Martyr
- Born: c. 1550 Wigan, Greater Manchester, England
- Died: 13 April, 1590 (aged 39 - 40) Rochester, Kent, England
- Beatified: 15 December 1929 by Pope Pius XI
- Feast: 13 April

= Miles Gerard =

English Roman Catholic priest and martyr

Miles Gerard (born about 1550 at Wigan; executed at Rochester 13 (30?) April, 1590) was an English Roman Catholic priest. He is a Catholic martyr, beatified in 1929.

==Life==

Descended perhaps from the Gerards of Ince, he was, about 1576, tutor to the children of Squire Edward Tyldesley, at Morleys Hall, near Astley, Lancashire. In 1579 he attended the English College at Douai and Reims. He was ordained 7 April 1583, and then stayed on as professor at the college until 31 August 1589 (O.S.), when he started for England with five companions.
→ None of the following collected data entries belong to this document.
Issue #510, opened 2023-09-01
[BUG] Observed Threshold Data for Smart 188 is incorrect


kaysond:
**Describe the bug**
The thresholds for Smart 188 are incorrect:
https://github.com/AnalogJ/scrutiny/blob/ee893cc360276aaf9684edb24c5fc0b61bd3a2e5/webapp/backend/pkg/thresholds/ata_attribute_metadata.go#L662-L725

If you look at the [backblaze data](https://www.backblaze.com/blog-smart-stats-2014-8.html#S188R), the thresholds should be 0-13 **billion**, 13-26 **billion**, and so on.

This error is probably what's causing confusion like #382. Also, given that the first interval is so ridiculously huge (because the highest interval is so high), I think it might make sense to deliberately change the AFR to be 0.09999, so it doesn't trigger the warning.

This issue actually caused me to go out and buy two new hard drives to replace what I thought was a failing drive in a RAID1. Only now that I see the replacements are also failing, despite being very new, did I do some research and find that they're actually completely fine.

Happy to submit a PR on this. Might be worth writing a script grabbing all of the latest data and updating every attribute.

kaysond:
closed by #512

Issue #382, opened 2022-10-13
[BUG] Failed - Command Timeout Segate


Susosvk:
**Describe the bug**
I have Segate HDD USB and debian OS - DIsable USB -UAS
I check hdd on windows smart check and disk is Healt OK

**Scree
![Untitled](https://user-images.githubusercontent.com/21984307/195530364-2fe5cfef-0116-4455-ba12-356922306cf4.png)
nshots**

ForsakenRei:
I saw similar things on two of my SATA SSDs, they both passed smart short test and show command timeout in Scrutiny. 

While if you use `smartctl -a /dev/sdb` you should be able to see whether it's really have command timeout, for my case yes they do. As the numbers are quite small and didn't change and they happened before I added them to my system, it's generally OK. It's a critical attributes for sure, if you see the number increases then it might need to be replaced.

Susosvk:
I use command smartctl -a /dev/sdb its all ok but dont show me ID 188
Segate dont have ID 188 on smartctl 

https://www.smartmontools.org/wiki/AttributesSeagate

Meaby fix for this bug - Segate hdd ignore ID 188

wanderling:
I am also running into this particular bug. Scrutiny marks my two brand new Seagate drives as failed with excessive 'Command Timeouts'. Running smartctl -a on the drives in question they pass all smart checks: 
<pre><code>SMART Attributes Data Structure revision number: 10
Vendor Specific SMART Attributes with Thresholds:
ID# ATTRIBUTE_NAME          FLAG     VALUE WORST THRESH TYPE      UPDATED  WHEN_FAILED RAW_VALUE
  1 Raw_Read_Error_Rate     0x000f   078   077   006    Pre-fail  Always       -       58897940
  3 Spin_Up_Time            0x0003   097   096   000    Pre-fail  Always       -       0
  4 Start_Stop_Count        0x0032   100   100   020    Old_age   Always       -       284
  5 Reallocated_Sector_Ct   0x0033   100   100   010    Pre-fail  Always       -       0
  7 Seek_Error_Rate         0x000f   100   253   045    Pre-fail  Always       -       715885
  9 Power_On_Hours          0x0032   099   099   000    Old_age   Always       -       878
 10 Spin_Retry_Count        0x0013   100   100   097    Pre-fail  Always       -       0
 12 Power_Cycle_Count       0x0032   100   100   020    Old_age   Always       -       2
[...]

PR #512, opened 2023-09-03
Fix Smart 188 thresholds

kaysond:
Addresses #510 and by extension #382


AnalogJ:
thanks for the PR! 🥳 
This is a great catch, I used a script to calculate the boundaries, and it must have missed the units or something.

At Dunkirk the sailors refused to take more than two passengers; so the missioners tossed for precedence, and Gerard and Francis Dicconson, the eldest (it seems) and youngest of the party, won. Though bound for London, they were driven out of their course into Dover harbour, where they were examined and arrested on suspicion (24 November, N.S.). A contemporary newsletter says that they were wrecked, and escaped the sea only to fall into the hands of persecutors on shore, but this is not consistent with the official records. These show that the prisoners at first gave feigned names and ambiguous answers, but soon thought it better to confess all.

After torture in London prisons under the notorious Richard Topcliffe, they were condemned as traitors. They were taken to Rochester, where they were hanged and quartered, says Father John Curry, writing shortly afterwards.